息偌于是谢过坐下。
她到底才出阁,看面相还是个年轻的
姑娘家,李贵妃看着也是心软的。只是她一边心软,却也一边忿忿——谁的妹妹不是被放在心尖上捧着护着的?
息家护着家中的小女儿,要给女儿的婚礼撑场面,还要在姑爷面前摆架子,做出一副谁也不许欺负了他家姑娘的样子来。可是她李家的小女儿就不是如此吗?
息为止那厮,知道这般护着自己的妹妹,怎么就敢前头立下不二重誓,扭过头又这般欺侮李家的女儿。
实在可恨!
她是没打算为难一个并不知事的无辜小姑娘的,但是却也实在做不出和蔼神色。今日叫她如坐针毡又如何?她惧了怕了,回去就该与夫君、与父兄哭诉,让他们知道,李家的女儿也是不能被轻慢的。

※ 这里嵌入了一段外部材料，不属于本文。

PR #909, opened 2026-06-28
fix(import): use the shared parseCsv for filament CSV import (#888)

hyiger:
Fixes #888.

## Root cause
`src/app/api/filaments/import-csv/route.ts` split the file on `/\r?\n/` **before** quote-parsing, so a quoted cell containing an embedded newline (a multi-line value) was shredded across multiple rows and mis-columned. The local per-line parser also bypassed the shared `parseCsv`'s row cap.

## Fix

李相没了,也没留下什么儿子,李家如今是没了男丁了,可是李姓照旧还是说得上话的。息停在朝上急流行舟,看得清形势,就知道该怎么做。
要么将李常希好端端地接回去,好端端地供着,要么就干脆签个和离,将来桥归桥路归路,谁也不碍谁的道儿!
李贵妃诚心要晾着息偌,在她面前将姿态做足,息偌明知她是故意,却也因为知道自家长兄做下的那些亏心事,难免心虚,简直如坐针毡,度日如年。
她手里捧着茶,没有话说,便只好低下头去抿茶,抿了一口又一口、一杯又一杯,终于在续第四杯前,听到外头内监传话,说陛下与清都侯一道来了。
李贵妃余光见着息偌吁了一口气,轻笑一声,道:“快去备茶罢。”而后便起身接驾。